* EXERCISE MATERIALS *
PR #154, opened 2020-03-30
test-case: add kernel log check after module insertion

aiChaoSONG:
Previously, we didn't check dmesg log after module insertion, so test case may passed even there is error in dmesg after module insertion. This patch fixes that condition.

### DIFF
--- a/test-case/check-kmod-load-unload.sh
+++ b/test-case/check-kmod-load-unload.sh
@@ -59,8 +59,10 @@ do
         # Here we pass a hardcoded 0 to python script, and need to ensure
         # DSP is the first audio pci device in 'lspci', this is true unless
         # we have a third-party pci sound card installed.
-        [[ $(sof-dump-status.py --dsp_status 0) == "unsupported" ]] &&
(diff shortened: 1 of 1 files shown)


aiChaoSONG:
@xiulipan Ping for merge

test-case/check-kmod-load-unload.sh
```diff
@@ -89,6 +89,9 @@ do
     ## - 2a: check for errors after insertion
     dlogi "checking for general errors after kmod insert with sof-kernel-log-check tool"
     sof-kernel-log-check.sh $KERNEL_LAST_LINE
+    [[ $? -ne 0 ]] && \
+        dloge "Found error(s) in kernel log after module insertion" && \
```
xiulipan: no need to new line here. This look worse then a long line.

libinyang:
LGTM

test-case/check-kmod-load-unload.sh
aiChaoSONG: replace with if else, and align code style of the whole file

* YOUR TASK *
Check each line of the entries above for the string "after", and return those that contain it.

* SOLUTION TO THIS TASK *
test-case: add kernel log check after module insertion
Previously, we didn't check dmesg log after module insertion, so test case may passed even there is error in dmesg after module insertion. This patch fixes that condition.
     ## - 2a: check for errors after insertion
     dlogi "checking for general errors after kmod insert with sof-kernel-log-check tool"
+        dloge "Found error(s) in kernel log after module insertion" && \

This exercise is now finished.